Olof Aschberg (July 22, 1877 – April 21, 1960) was a Swedish banker of Russian-Jewish descent who served as head of the Stockholm bank Nya Banken, the first bank in Sweden for trade unions and cooperatives. From August 18, 1922 on he served as Director-General of Roscombank, which was later transformed into Vnesheconombank.

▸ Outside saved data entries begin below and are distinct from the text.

PR #3179, opened 2026-06-18
fix podstartup

levan-m:
### What does this PR do?

If Operator can't read the etcd secret agent pod gets stuck in `ContainerCreating`. To avoid we check if secret exists before mounting. Unmounted secret leads to check failure but everything else work fine.

### Motivation

### Additional Notes

### Minimum Agent Versions

* Agent: vX.Y.Z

Aschberg was a leftist sympathizer and helped finance the Bolsheviks during the Russian Revolution. In gratitude, the Bolshevik government allowed Aschberg to do business with the Soviet Union during the 1920s (as was consistent with the New Economic Policy). His co-directors included prominent Swedish cooperatives and Swedish socialists, including G. W. Dahl, K. G. Rosling, and C. Gerhard Magnusson.

== Early years ==
In Stockholm, Aschberg founded the first Swedish bank for trade unions and cooperatives (Nya Banken) in 1912 and became a friend of Hjalmar Branting. When financial operations in favor of the Germans in 1918 caused him trouble with the Allies of World War I, the bank was renamed Svensk Ekonomiebolaget. He was already a successful banker and businessman when he met first Willi Münzenberg who visited the Stockholm Youth Socialist Congress of 1917. Later, during the Bolsheviks aspirations to rebuild the Russian economy, it was Münzenberg's task to expand their modest pool of capital by floating so-called "workers' loans" using his Workers International Relief organization. By means of this subterfuge the money used for buying machines and goods in the West looked like being the outcome of proletarian support, in reality it came directly from the Kremlin, confiscated from Russia's rich and the Church.

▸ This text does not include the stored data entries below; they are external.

PR #3183, opened 2026-06-22
Add shared dependencies

khewonc:
### What does this PR do?

Add shared dependencies. Dependencies that can be configured by both DDA and DDAIs and are 1 per cluster are "shared" dependencies since we can't create 1 per DDA/DDAI. These are things like local service for APM/DSD and eventually seccomp profile configmap

### Motivation

https://datadoghq.atlassian.net/browse/CONTP-1762

### Additional Notes

### Minimum Agent Versions

* Agent: vX.Y.Z
* Cluster Agent: vX.Y.Z

### Describe your test plan

Create a DDA and DAP with hostports set to different values:
```yaml
# dda
    features:
      apm:
        enabled: true
        hostPortConfig:
          enabled: true
          hostPort: 8126
```

```yaml
# dap
    features:
      apm:
        enabled: true
        hostPortConfig:
          enabled: true
          hostPort: 8127
```

The DDA value `8126` should be in the resulting service (`kubectl get svc <local-agent-svc-name>`). In the operator logs, you will see this error: `local Agent Service port xxxx conflicts with existing port` where xxxx is the conflicting port

### Checklist

### DIFF
--- a/internal/controller/datadogagent/dependencies.go
+++ b/internal/controller/datadogagent/dependencies.go
@@ -7,13 +7,11 @@ package datadogagent
 
 import (
 	"context"
-	"errors"
 	"fmt"
 
 	"github.com/go-logr/logr"
 	corev1 "k8s.io/api/core/v1"
 	utilerrors "k8s.io/apimachinery/pkg/util/errors"
-	ctrl "sigs.k8s.io/controller-runtime"
 
 	v1alpha1 "github.com/DataDog/datadog-operator/api/datadoghq/v1alpha1"
 	"github.com/DataDog/datadog-operator/api/datadoghq/v2alpha1"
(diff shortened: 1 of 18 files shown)


internal/controller/datadogagent/dependencies.go
```diff
@@ -93,6 +104,31 @@ func (r *Reconciler) manageDDADependenciesWithDDAI(ctx context.Context, logger l
...
+	for _, ddai := range ddais {
+		if err := feature.ApplyDDASharedDependencies(dda, &dda.Spec, ddai, &ddai.Spec, managers); err != nil {
+			if errors.Is(err, merger.ErrServicePortConflict) {
+				logger.Info(
+					"Ignoring conflicting DDA shared Service port",
+					"datadogagentinternal_namespace", ddai.Namespace,
+					"datadogagentinternal_name", ddai.Name,
+					"reason", err.Error(),
+				)
+				continue
```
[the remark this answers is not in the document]
khewonc: Instead of this, we validate hostport to see if profiles conflict. If the profile conflicts, we mark as invalid and don't apply it. Thus only non-conflicting profiles should have dependencies applied. If there is still a conflict, we error and prevent further reconciliation

internal/controller/datadogagent/feature/apm/feature.go
levan-m, line 44: I guess the asymmetry with otel, dsd, otlp feature is due to the fact that we don't allow feature overrides for those in DAP right? once we do we will also add overlays and validation before DDAI creation?

levan-m (approved):

internal/controller/datadogagent/feature/apm/feature.go
khewonc: Yes, that's right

Established in Berlin in the 1920s, Aschberg's Garantie- und Kreditbank für den Osten was charged with repayment of the WIR workers' loans, although he had not been very fond of it from its very beginning on and had even contributed to abolish it soon after its launch. Aschberg had already gained the Soviet leaders' favor, by being one of the main connections in the early years after 1917 in evading the international boycott on gold robbed by the Bolsheviks, which he offered on the Stockholm market after having the bullions melted down and given new markings. At the end of the 1920s Aschberg moved to France, where he bought Château du Bois du Rocher at Jouy-en-Josas (in 1950 offered to UNESCO and subsequently sold to the Yvelines department).

In a U.S. State Department file a Green Cipher message from the U.S. embassy in Christiania (renamed Oslo in 1925), Norway, dated February 21, 1918, it reads: "Am informed that Bolshevik funds are deposited in Nya Banken, Stockholm, Legation Stockholm advised. Schmedeman".

== Spanish Civil War ==
He helped finance the Popular Front during the Spanish Civil War. Again Münzenberg was often invited to Aschberg's Paris townhouse on the place Casimir-Périer and received the funds for launching Die Zukunft (The Future), a weekly political broadsheet. The Left Bank townhouse was gradually transformed into a kind of all-purpose Münzenberg salon, attracting the attention of the Gestapo, which spied on the meetings taking place there. With the outbreak of World War II Aschberg was interned in Camp Vernet by the French authorities. Due to his Jewish background, he was endangered when France was invaded by Nazi Germany in 1940 and fled with his family to the United States in January 1941 via Lisbon when the Vichy government set him free. Upon arrival, Aschberg immediately started to support the Free World Association. After the war, Aschberg moved back to Sweden. In 1946 he started publishing his memoirs in three volumes (En vandrande jude från Glasbruksgatan, Återkomsten, and Gästboken) and he invited Margarete Buber-Neumann to write Under Two Dictators: Prisoner of Stalin and Hitler.

== Charity ==
He built up a collection of Russian icons containing 245 pieces which he donated to the Swedish Nationalmuseum in Stockholm in 1933. This largest and finest collection of icons outside Russia was supplemented in 1952 and put the Nationalmuseum among the leading museums in this field.

== Family ==
Olof is the grandfather of the journalists Robert Aschberg and Richard Aschberg.